Признав, что в словах моего собеседника есть резон, я отложила кий и благосклонно приняла бокал с какой-то гремучей смесью, залпом выпила ее и поехала домой. Петька остался ночевать у школьного приятеля. Телевизор смотреть не хотелось, к видеокассетам я с некоторых пор испытывала отвращение. Решив устроить себе праздник моей «маленькой, но все-таки души», я занавесила окна, застелила кофейный столик салфеткой теплого песочного цвета, открыла банку с оливками, откупорила «Мартини». Ананасовый сок был вынут из холодильника, ароматизированные свечи на сделанном по заказу напольном подсвечнике зажжены. Я приготовилась, как говорит моя подруга Лера, к разврату. Однако только мое тело было помещено в мягкое кресло, а рука протянута к треугольному фужеру с «Мартини», как предвкушение праздника прервал звонок в дверь. Вообще я ничего не имела против фуги Баха, мелодия которой была запрограммирована в наш звонок. Но сейчас она прозвучала как-то особенно торжественно. Я бы даже сказала, судьбоносно. Решив не прятать мини-праздничный стол от посторонних глаз (если гость нежелательный — посмотрит, поймет, что пришел некстати, и поскорее уйдет, а если кто-то из друзей — просто присоединится), я пошла открывать дверь, гадая, кого же принесла нелегкая. Удивлению моему не было предела. За дверью стоял Обнорский. С цветами и шампанским. Зрелище не для слабонервных.

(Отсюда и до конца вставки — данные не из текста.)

Issue #90, opened 2026-03-04
[FEATURE] [ROI:25x] CLI Bridge — Expose Gateway Tools as Composable CLI Commands


MikkoParkkola:
## CLI Bridge — Composable CLI Interface for Gateway Tools

**Source**: Eric Holmes "MCP is Dead, Long Live the CLI" blog post (Feb 2026)
**Insight**: CLIs compose (pipe, jq, grep), are human-debuggable, and require no background processes. MCP tools are isolated black boxes. The strongest argument against MCP is composability — but this is solvable by exposing MCP tools as CLI commands while keeping structured schemas.

### The Argument (and why we win both sides)

Holmes argues CLIs are superior because:
1. Composability: `terraform show -json | jq '.resource_changes[]'` — impossible with MCP
2. Debuggability: Run the same command the agent ran
3. No moving parts: Binaries on disk, not background processes

**What Holmes misses** (and what mcp-gateway already solves):
- Structured schemas prevent ambiguous CLI output parsing
- Tool discovery across 180+ tools without training data luck
- Centralized auth (one gateway, not N separate logins)
- **Webhooks and external triggers** — CLIs are request-response only. mcp-gateway supports event-driven execution via webhooks and external triggers. Try doing `gh webhook listen | trigger-agent-fleet` with pure CLI. This is fundamentally impossible without a persistent process.
- **Cross-environment**: MCP works in browsers, mobile, sandboxed — CLIs need shell access

### What mcp-gateway Should Build

A CLI bridge that exposes every gateway tool as a composable command:

```bash
# Direct invocation with structured output
mcp-gw exec fulcrum:linear_search_issues --query "MIK-556" | jq '.nodes[].title'

# Piping between tools
mcp-gw exec fulcrum:linear_search_issues --query "P0" | \
  jq '.nodes[].identifier' | \
  xargs -I{} mcp-gw exec fulcrum:linear_get_issue --id {}

# Human-readable format
mcp-gw exec fulcrum:linear_search_issues --query "research" --format table

# Tool discovery
mcp-gw list | grep linear
mcp-gw describe fulcrum:linear_create_issue

# Same auth, no re-login
mcp-gw auth status
```

### Architecture

1. **CLI Wrapper**: Thin CLI that connects to running gateway process (or starts one)
2. **Structured JSON Output** (default): Pipe-friendly, jq-compatible
3. **Human-Readable Format** (--format table/text): For debugging
[...]

PR #473, opened 2026-09-01
feat(protocol): v4.0.0 multi-round tool result readiness

MikkoParkkola:
An enforced content-integrity transform (Strip or Summarize) rebuilt the delivered result and dropped the fields that mark a multi-round exchange as still open. A caller received what looked like a completed call, and the continuation was lost.

## What changed

- The rebuilt envelope carries the round discriminator and, when the payload really is an input-required round, its handle. The handle is gated on the parsed protocol type rather than on a field name.
- Round descriptions cross verbatim. An unrecognized round type, a non-string discriminator and a malformed error flag are no longer filtered, coerced or defaulted, because every such rule rewrites a malformed round into a finished success.
- An absent error flag stays absent instead of defaulting to false.

## Scope

FOR: the enforced transform must not present an unfinished round as a completed call.
OUT: wiring the sealed continuation envelope, and the policy decision on withheld structured questions. Both are disclosed as open decisions in the v4.0.0 release-note draft.

## Evidence

- 3808 library tests pass; three new regression tests cover the handle, the invented-handle case and an unrecognized round type.
- Falsifier probes against the pre-fix and the superseded intermediate implementations fail on the expected assertions, and pass again after restore.
- cargo fmt --check clean; cargo clippy --all-targets -D warnings clean.
- Reviewed by GPT-5.x and by Grok; findings on the malformed-description handling and the cited commit trail are addressed in this branch.

---

## Scope amendment

The branch has grown well past the transform fix described above, and the title and Scope section
had not moved with it. Recording the change rather than leaving the description wrong.

FOR, as it now stands: v4.0.0 protocol readiness. The original transform fix, plus the multi-round
tool result (MRTR) work it exposed — the continuation handle and its state, the legacy-client
bridge, reclamation of abandoned in-flight exchanges, the continuation telemetry contract — and the
release documentation and gates that describe them.

OUT, unchanged: capacity constants, stateless continuations, and any per-principal quota on the
in-flight table.

Why it moved: the transform fix could not be stated correctly without saying what an unfinished
round is, and that definition had no owner in the tree. Each subsequent design settles one question
the previous one could not answer on its own. The alternative was a fix whose central term was
undefined.

## Design documents in this branch

| document | settles |
|---|---|
| `docs/design/2026-09-01-mrtr7-legacy-client-bridge.md` | how a client that predates the round protocol is prompted on a backend's behalf |
| `docs/design/2026-09-01-nfr-perf3-reclamation.md` | how abandoned in-flight exchanges are reclaimed, and how a soak observes it |
| `docs/design/2026-09-01-continuation-telemetry.md` | what the continuation counters mean and what bounds each series |

## Review status

Design review is dual-vendor per the delivery process. The reclamation design has a recorded
SHIP-WITH-FIXES from the GPT leg; its blocking finding — that pressure-triggered cleanup alone
does not bound how long expired state lives — is repaired in `b8bd5c21`, which splits the
bounded-count and bounded-lifetime obligations into two mechanisms and gives the reaped-expiry
counter a producer. The second-vendor legs are running; their verdicts will be recorded here before
this merges.

## Design decision made during implementation — protocol-era probe (`bb3727a2`)

Named here because it was not settled by any design document, and a reader who finds only the
commit would have no way to tell that.

`src/protocol/era.rs` has carried a complete, unit-tested `EraCache` since `390ab101` with no
production caller, and the acceptance tests at `tests/mik_7217_era_probe_acs.rs` were committed
ahead of the API it needed (`6f2d818e`, "held for the API"). The shape of `Backend::cached_era` is
therefore taken from those tests, because nothing else specifies it. That is a design decision taken
while writing the code, not a design that was reviewed, and the tests are its only specification.

What that means for a reviewer: the probe's placement, its 2s bound, and the choice never to cache
silence are all defensible and all unexamined by anyone but the author. They are worth reading as
proposals rather than as settled positions.

### Two limits on the cache's lifetime, recorded

Both are the same shape — the cache outlives the thing it describes — and neither blocks this
change. They are recorded rather than filed, because acting on either is a decision for whoever
writes the era design, and a ticket would only ask that question in a more expensive place.

- The cache is per-`Backend` and shared across every `PoolKey` slot, so under
  `session_mode = per_user` only the first slot probes and later slots inherit its verdict. Correct
  for stdio, where there is one peer. Incorrect for HTTP behind a load balancer with mixed-version
  upstreams, where the slots are not the same peer.
- `force_restart` does not clear the cache, so a restarted backend keeps the verdict taken from the
  process it replaced.

### Measurement

Full suite green at `bb3727a2`: 4821 passed, 0 failed, clippy clean, `cargo fmt --check` clean. The
2s probe bound is a per-start cost against a silent peer; the acceptance binary runs in 5.59s.

The tests were retrofitted against an implementation that did not exist when they were written, so
the free failing-first run was available and was taken: disabling the single `resolve_era` call
produced `0 passed; 6 failed`, each on its intended assertion, and the differential case failed on
its positive arm (`left: 0, right: 2`) rather than going vacuous. Restoring the call returned
`6 passed`, verified by re-running the tests.


MikkoParkkola:
## DoD evidence

**Scope (§P0).** FOR: an unfinished round stays unfinished through an enforced content-integrity transform. OUT: wiring the sealed continuation envelope; the `inputRequests` policy question. Both disclosed in the release notes as MRTR.3 and as an open operator decision.

**Reviews (§12, dual vendor).** Round 1: Codex `SHIP-WITH-FIXES` (2 findings), Claude Opus 5 `SHIP` (4 improvements). Confirmation pass: Codex `SHIP-WITH-FIXES` (1 HIGH), Claude Opus 5 `SHIP`.

| finding | disposal |
|---|---|
| Round description was rewritten rather than echoed | eliminated — `0892eea5` |
| Commit trail cited a superseded intermediate | corrected — `72bffd29` |
| Untyped `resultType`/`isError` cloned verbatim past the transform (HIGH) | eliminated — `93b56b9d`, the round is refused |
| Summary row claimed sealing that has no production caller | corrected — `779882e7` |
| Raw backend `requestState` bypasses the sealed envelope | out of scope, pre-existing whole-path gap — disclosed as MRTR.3 |

Two improvements declined as cosmetic: a shared fixture helper, and a state-only `input_required` case. The handle path does not read `inputRequests`, so a state-only round is already carried by the same branch the existing tests exercise.

**Gates.** `cargo fmt --check` clean · `cargo clippy --all-targets -- -D warnings` clean · `cargo test --lib meta_mcp` 417 passed, 0 failed · 5 new tests, each written before its repair and each observed failing first.

MikkoParkkola:
## DoD verdicts and open findings at 47ac3885

### Gates

| gate | verdict | evidence |
|---|---|---|
| §3 static | PASS | `cargo clippy --all-targets -- -D warnings` clean; `cargo fmt` applied |
| §4 testing | PASS | every suite green — 3872 lib + 81 MIK-7212 acceptance, 0 failed |
| §5 change safety | PASS | no coverage drop; both repairs carry a test that fails without them |
| §6 regression | PASS | each repair's test was run against the pre-fix source and failed on the expected assertion |
| §7 documentation | PASS | DE-7 added to `docs/design/2026-08-30-mrtr-wiring.md`; criteria ledger updated |
| §12 peer review | **PARTIAL** | GPT leg returned SHIP-WITH-FIXES; the second vendor leg has not completed against this head |
| §11 stop-the-line | **BLOCKED** | four findings below are open, one HIGH |

### Acceptance criteria touched this round

- **MRTR.2 — MET.** An earlier revision of the row recorded UNWIRED on the ground that `Keyring::mint` had no production call sites. That was true when written and is not true now: mint runs at `src/gateway/meta_mcp/invoke.rs:388`. The correction came from review, not from noticing it here.
- **MRTR.9 — MET for the refusal, with an open defect in its payload.** The refusal fires; its `requiredCapabilities` data was being discarded at the response boundary and now survives, one key wide. The payload's *shape* is still contested — see finding 2.
- **MRTR.10a — UNWIRED, blocking.** The retry path is refused before a caller context is built, so the key discriminator is exercised only by hand-built fixtures.

Ledger now reads 95 criteria, 99 rows, 65 met or non-blocking, **34 blocking**. Cluster A remains the bulk of the remainder.

### Open findings — none repaired

1. **HIGH** `src/protocol/mrtr.rs:260` — the capability gate keeps only top-level capability names, so a URL-mode elicitation can be relayed to a form-only client. Mode-specific substructure is never inspected.
2. **MEDIUM** `src/gateway/meta_mcp/invoke.rs:442` — `requiredCapabilities` is built as an array where the spec calls for a `ClientCapabilities`-shaped object, and `-32021` is not mapped to HTTP 400. The discard half of this finding is fixed; the shape and status half is not.
3. **MEDIUM** `src/protocol/mrtr.rs:228` — a non-object `inputRequests` is treated as absent rather than malformed. Narrowed by this round's guard when no `requestState` is present, still reachable with one.
4. **MEDIUM** `src/gateway/meta_mcp/invoke.rs:444` — an unrecognised input method is reported as `-32021`, which tells a client it failed to declare a capability when the actual fault is upstream.

These are recorded rather than fixed because each changes what a refusal means to a client, which is a design question and not a patch. This PR is not release-ready.

MikkoParkkola:
## Review round closed: three findings repaired, one split out as blocking, one closed at source

Two commits since the last update, plus a ledger change.

**`a7943825` — a malformed `inputRequests` is now told from an absent one.** A present-but-not-an-object
`inputRequests` was read as an empty map, so a backend sending `"inputRequests": "oops"` produced a
valid state-only interim result instead of a refusal. Absence still means what it meant: a result
carrying only `requestState` is a legitimate turn where the backend wants to continue without asking
the user anything. Both readings are asserted in `ac_mrtr_7_a_completed_result_is_not_mistaken_for_one`.
Falsifier run against the pre-fix source: fails on its own assertion, passes after the repair.

**`MIK-7212.MRTR.9a` — new blocking criterion, split out of MRTR.9.** The capability gate refuses by
capability *name* and cannot express a *mode*. The specification states the requirement as a MUST —
"Servers MUST NOT send elicitation requests with modes that are not supported by the client" — and
fixes an empty `elicitation: {}` as equivalent to `{ "form": {} }`
([spec](https://modelcontextprotocol.io/specification/2026-07-28/client/elicitation#capabilities)).
`RequestShape::declared_capabilities` flattens the declaration to its names at the parse boundary, so
a URL-mode question relayed to a form-only client passes the gate by construction; nothing under
`src/` models elicitation modes at all. MRTR.9 stays closed — its per-type refusal is implemented and
tested, and no repair to it addresses modes. The two halves fail differently, which is why this is a
separate row rather than a reopening. Rationale in `docs/design/2026-08-30-mrtr-wiring.md` DE-8.

**One finding closed at source, unrepaired.** The claim that the refusal payload must be a
`ClientCapabilities`-shaped object carrying HTTP 400 is not supported by the page cited for it: the
MRTR specification contains neither the field name nor a status mandate, and says only that protocol
errors "SHOULD return a JSON-RPC error response with an appropriate error code and message". Recorded
in DE-9 rather than silently dropped.

**One finding deferred with its reason.** An unrecognised input method is refused with `-32021`, the
code meaning a capability is missing, when nothing is missing. That holds against the same sentence,
but changing a refusal's error code is an observable contract change on the path MRTR.9a rewrites;
it travels with that row rather than being done twice.

Coverage after the split: 95 criteria, 100 rows, 65 met or non-blocking, 35 blocking.

Validation on the current head: `cargo clippy --all-targets -- -D warnings` clean, every suite green.

Review status is stated rather than assumed: the GPT leg returned SHIP-WITH-FIXES and its findings are
disposed above. The second leg is incomplete — the Grok reviewer is returning `402 Payment Required,
usage balance exhausted`, so no verdict row exists for it, and the substitute leg is still running. The
dual-vendor gate is open until a second verdict is recorded.

MikkoParkkola:
## Second review leg: complete, four findings, two repaired in `5dd9ac8d`

The second vendor leg finished (process exit 0). Run output:
`~/.claude/data/reviews/runs/synthetic-20260902T075419Z-90936.md`, verdict line `SHIP`.

**Findings and their disposal**

| # | finding | disposal |
|---|---|---|
| 1 | The idempotency commit is gated on `from_result` classifying the result as interim, not on the backend having finished — so a result that claims `input_required` but is declined by the classifier is settled with the final-shaped *side effect executed* placeholder | **repaired** in `5dd9ac8d` |
| 2 | The response-cache write is gated on "a continuation was minted", which has the same hole one layer down | **repaired** with it — same predicate, and the intermediate boolean is gone |
| 3 | `InputRequired::undeclared` returns only the first offending entry, so a result naming several undeclared types is refused one at a time | recorded as an observation; per-entry checking is the intended behaviour and the refusal is terminal, so the cost is round-trips rather than correctness |
| 4 | The `MIK-7212.MRTR.10a` row claimed one function makes it impossible to move one derivation without the other — true of what the discriminator contains, not of where it is appended | **ledger corrected**; the row now says what the single function does and does not buy |

The repair adds `InputRequired::claims_input_required`, which reads the `resultType`
discriminator and nothing else. `from_result` answers a narrower question — can the gateway carry
this exchange — and declines shapes that do claim `input_required`. Both post-dispatch gates now
ask the backend's claim, because keying on the classification exempts exactly the shapes the
classification rejects. Design event recorded as DE-10 in
`docs/design/2026-08-30-mrtr-wiring.md`.

Test: `ac_mrtr_7_a_declined_shape_is_still_a_backend_that_stopped_to_ask`. Falsifier probe run —
reimplementing the predicate as `from_result(..).is_some()` fails it on the expected assertion,
and the test passes again once the source is restored. Full suite green, clippy clean.

**Review-gate status, stated rather than assumed.** Neither leg wrote a row to
`~/.claude/data/reviews/paired-ledger.jsonl`, so the ratification gate reads `MISSING` for both
regardless of the verdicts in the run files above. The Grok leg is separately unavailable
(`402 Payment Required`, usage balance exhausted). The verdicts here are evidence about the code;
they are not a satisfied gate, and this comment should not be read as one.

Ledger unchanged in count: 95 criteria, 100 rows, 65 met or non-blocking, 35 blocking.

MikkoParkkola:
## Cluster A: test plan committed (`251a7d9e`)

`docs/design/2026-09-02-mrtr-test-plan.md` — one row per `MIK-7212.MRTR.*` criterion: the case that
proves it, its V-model level, its type, and what makes that case able to fail.

**What the matrix found.** MRTR.9a has no case, and that empty cell is the finding rather than a
gap to be filled later: the criterion is ABSENT, not untested — the declaration type carries no
mode field, so a case written today would assert against a value that does not exist and pass
vacuously. It stays with DE-9 until the field is added.

Two rows (MRTR.5c atomicity, MRTR.6 replica routing) are the cluster's only two-replica fixtures;
the other nine run in-process. Writing the in-process rows first is not a scheduling preference —
MRTR.4 and MRTR.5a/5b exercise the same mint-and-verify surface the integration rows depend on, so
a defect there is cheaper to find before two processes are involved.

MRTR.6's "or fails explicitly" leaves the refusal's shape undecided — a named JSON-RPC code, or a
refusal reusing the MRTR.3 reason set. Recorded as an open design question rather than assumed,
with the case written to accept either as long as the failure is named.

Four rows (MRTR.2, .9, .10a, .10b) are marked as already held by existing `ac_mrtr_*` tests. The
review is asked to check that claim, not take it.

### Review gate: still OPEN, and for a second reason now

- `grok-review`: `API error (status 402 Payment Required): Grok Build usage balance exhausted`.
- `gpt-review`: could not be launched this session. A policy guard blocked the invocation with
  `SECURITY BLOCK: Command targets the EIS daemon socket (/tmp/eis.sock)` — nothing in the command
  referenced that socket — and then latched, classifying every subsequent long command as
  circumvention. Not worked around. Recorded as a guard misfire needing a look.

No verdict exists for this plan and none is claimed. Per §PA a verdict is a ledger row, and there
is no row.

MikkoParkkola:
## `NFR.COMPAT.3` waived on the record — `exposed_meta_tools` enforces in 4.0 (`158a9e00`)

Asked whether to warn in 4.0 and enforce in 4.1, enforce now and accept the break, hide enforcement
behind a second opt-in flag, or drop the field. The answer was **enforce now**.

The ledger row is now `N/A` **and says why in those words**: the requirement was set aside by the
person entitled to set it aside, not met. Recording it as a bare status change would have hidden a
real break behind a status code — an operator who edits nothing loses tools that used to answer.

Blocking count: **35 → 34**. The counter agrees (`scripts/release/count-release-criteria.py`, exit 0).

### What the waiver buys, and what it owes

The obligation transferred to the release was "tell an operator which tools they stop seeing". A
warning that a field is now enforced is useless without the list it restricts, so the breaking-change
entry now carries it — and reading the enforcement code to write that paragraph turned up three
things the earlier prose did not say:

- **Backend tools are unaffected.** `is_exposed` always exposes names outside the governed roster;
  surfaced backend tools are not meta-tools and the allow-list has nothing to say about them. The
  loss is confined to the 19 governed names.
- **`gateway_invoke` is not force-included.** An allow-list omitting it logs a warning and is then
  honoured, leaving a gateway that can list backends and invoke nothing. The warning is the only
  safety net, which is worth an operator knowing before they upgrade.
- **A typo drops one tool, it does not fail startup.** Unrecognised names are warned about and
  discarded, matching `surfaced_tools`.

Code Mode's `gateway_execute` sits inside the governed set rather than outside it, which is what
closes the escape hatch where that one tool stayed callable whatever the operator named.

### Cluster F: two decisions still open

Both are operator calls, not engineering, and both are among the cheapest blocking rows on the board:

- `NFR.COMPAT.4` — is a dual-role compatibility matrix required for 4.0.0? No dual-role harness
  exists; this is a meta-criterion over every other row and no row records both roles.
- `NFR.PERF.4` — the requirement says the Meta-MCP surface stays 14-16 tools, and
  `benchmarks/public_claims.json` records a documented 17-tool scenario. Nothing clamps the count,
  so the criterion is violated by the shipped configuration. Either the ceiling moves or the
  scenario does.

MikkoParkkola:
## Cluster A test plan reviewed — SHIP-WITH-FIXES, incorporated (`ed4e3dd8`, `ea0f0c0b`)

**Verdict, stated honestly: one vendor, not two.** `gpt-review` returned SHIP-WITH-FIXES with four
findings. `grok-review` returned `API error (status 402 Payment Required): Grok Build usage balance
exhausted` — its wrapper exited 0 with the error in the body, so per §PA that leg is an error, not a
verdict, and nothing was scraped from its text. The dual gate stays open on the second leg.

### Self-QA caught two of my own claims first

The plan submitted four rows as "already held by existing `ac_mrtr_*` tests" and asked the review to
check that claim. Checking it myself first broke two, in opposite directions:

- **MRTR.2 was overstated.** Both `ac_mrtr_2_*` tests build a `Keyring` by hand and assert on the
  minted token — confidentiality at unit level against a value the test constructed. The criterion is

Признаться, в начальную пору работы в Агентстве, когда Обнорского я знала еще очень приблизительно, я поддавалась на его мужское обаяние. Окруженный ореолом героизма, о котором в определенный период года напоминала полученная им контузия, известный писатель, прославившийся к тому же своими журналистскими расследованиями, слыл еще и отъявленным сердцеедом. Вокруг постоянно судачили о его романах. Однако мне казалось, что ни к одной женщине он не испытывал серьезного чувства — такого, которое бы и мучило, и радовало, и уничтожало, и поднимало до небес. Была ли причина этого скрыта в его прошлом или же он просто был не способен на такое, я не знала. Иногда я думала, что он просто несчастный человек. Может, он, сильный мужчина, боится такого чувства, считая его проявлением слабости? Или из гуманных соображений не подпускает к себе женщину близко — вечно занятый работой он не может дать ей того душевного тепла, о котором мечтают большинство из нас? Впрочем, Обнорский был настолько неоднозначен, что эти предположения могли быть на следующий день опровергнуты.